• [Work request]:
Review the material and extract every line in which the word "lazycopy" occurs.

• [Dataset]:
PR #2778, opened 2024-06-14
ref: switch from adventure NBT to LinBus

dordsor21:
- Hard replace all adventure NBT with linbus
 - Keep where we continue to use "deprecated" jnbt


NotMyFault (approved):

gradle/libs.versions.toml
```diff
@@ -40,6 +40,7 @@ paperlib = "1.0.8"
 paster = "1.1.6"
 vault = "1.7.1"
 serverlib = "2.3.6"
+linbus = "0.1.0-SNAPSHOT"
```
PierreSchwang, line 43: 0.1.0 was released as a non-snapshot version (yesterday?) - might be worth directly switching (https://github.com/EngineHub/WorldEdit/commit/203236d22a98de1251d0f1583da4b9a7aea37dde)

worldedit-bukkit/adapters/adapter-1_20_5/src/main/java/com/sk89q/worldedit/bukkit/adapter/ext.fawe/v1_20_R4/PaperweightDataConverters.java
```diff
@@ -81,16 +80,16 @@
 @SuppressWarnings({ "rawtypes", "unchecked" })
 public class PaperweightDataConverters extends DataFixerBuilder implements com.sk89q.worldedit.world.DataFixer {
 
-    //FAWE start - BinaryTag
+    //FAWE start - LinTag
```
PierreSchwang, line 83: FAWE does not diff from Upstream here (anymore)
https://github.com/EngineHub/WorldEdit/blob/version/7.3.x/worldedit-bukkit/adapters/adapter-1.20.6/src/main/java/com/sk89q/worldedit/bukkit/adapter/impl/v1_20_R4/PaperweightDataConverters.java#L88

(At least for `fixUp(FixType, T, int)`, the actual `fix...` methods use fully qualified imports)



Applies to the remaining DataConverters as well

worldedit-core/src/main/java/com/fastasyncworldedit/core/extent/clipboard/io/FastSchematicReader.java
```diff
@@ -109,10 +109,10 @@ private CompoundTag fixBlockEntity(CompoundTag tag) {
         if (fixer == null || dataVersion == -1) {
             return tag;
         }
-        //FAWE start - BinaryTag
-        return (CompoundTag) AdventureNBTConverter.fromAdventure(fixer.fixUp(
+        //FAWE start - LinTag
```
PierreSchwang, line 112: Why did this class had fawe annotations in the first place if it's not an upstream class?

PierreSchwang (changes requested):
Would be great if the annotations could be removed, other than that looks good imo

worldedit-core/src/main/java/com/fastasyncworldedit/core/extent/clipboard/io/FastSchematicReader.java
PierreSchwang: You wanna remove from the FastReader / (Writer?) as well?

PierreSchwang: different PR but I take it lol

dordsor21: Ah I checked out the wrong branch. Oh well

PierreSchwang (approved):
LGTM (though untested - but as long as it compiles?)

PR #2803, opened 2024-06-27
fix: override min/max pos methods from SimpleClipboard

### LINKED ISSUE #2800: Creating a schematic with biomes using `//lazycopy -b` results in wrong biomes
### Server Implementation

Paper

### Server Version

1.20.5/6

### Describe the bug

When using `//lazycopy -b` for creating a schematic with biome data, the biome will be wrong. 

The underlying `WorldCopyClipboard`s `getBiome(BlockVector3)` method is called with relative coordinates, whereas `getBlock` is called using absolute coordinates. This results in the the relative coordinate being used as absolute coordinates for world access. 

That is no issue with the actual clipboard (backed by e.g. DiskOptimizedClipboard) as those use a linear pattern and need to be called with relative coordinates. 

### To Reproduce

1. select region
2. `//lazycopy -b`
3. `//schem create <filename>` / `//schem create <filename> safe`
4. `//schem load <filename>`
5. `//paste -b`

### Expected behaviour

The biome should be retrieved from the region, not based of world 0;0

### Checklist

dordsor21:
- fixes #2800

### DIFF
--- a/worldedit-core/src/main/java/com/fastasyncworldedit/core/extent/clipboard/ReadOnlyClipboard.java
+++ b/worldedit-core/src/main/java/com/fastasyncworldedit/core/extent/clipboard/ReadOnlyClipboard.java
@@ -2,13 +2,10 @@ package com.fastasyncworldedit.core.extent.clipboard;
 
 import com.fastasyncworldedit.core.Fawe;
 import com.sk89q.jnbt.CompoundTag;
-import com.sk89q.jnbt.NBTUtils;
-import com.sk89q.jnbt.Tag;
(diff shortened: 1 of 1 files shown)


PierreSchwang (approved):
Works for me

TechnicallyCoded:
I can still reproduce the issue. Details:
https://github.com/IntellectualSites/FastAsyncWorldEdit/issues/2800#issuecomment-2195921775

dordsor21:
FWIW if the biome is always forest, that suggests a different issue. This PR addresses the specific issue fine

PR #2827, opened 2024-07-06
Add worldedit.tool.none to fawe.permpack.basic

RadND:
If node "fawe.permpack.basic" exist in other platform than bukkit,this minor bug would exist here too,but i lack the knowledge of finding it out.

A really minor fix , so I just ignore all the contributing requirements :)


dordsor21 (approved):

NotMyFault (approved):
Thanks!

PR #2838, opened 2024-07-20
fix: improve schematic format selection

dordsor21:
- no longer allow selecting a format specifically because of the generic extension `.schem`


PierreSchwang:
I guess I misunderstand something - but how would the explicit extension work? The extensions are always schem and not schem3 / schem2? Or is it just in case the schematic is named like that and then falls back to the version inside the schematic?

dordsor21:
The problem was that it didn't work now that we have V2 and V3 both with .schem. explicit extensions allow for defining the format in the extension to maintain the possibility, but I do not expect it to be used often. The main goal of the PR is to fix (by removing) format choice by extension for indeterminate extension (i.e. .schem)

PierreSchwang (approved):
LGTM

• [Answer box]:
### LINKED ISSUE #2800: Creating a schematic with biomes using `//lazycopy -b` results in wrong biomes
When using `//lazycopy -b` for creating a schematic with biome data, the biome will be wrong. 
2. `//lazycopy -b`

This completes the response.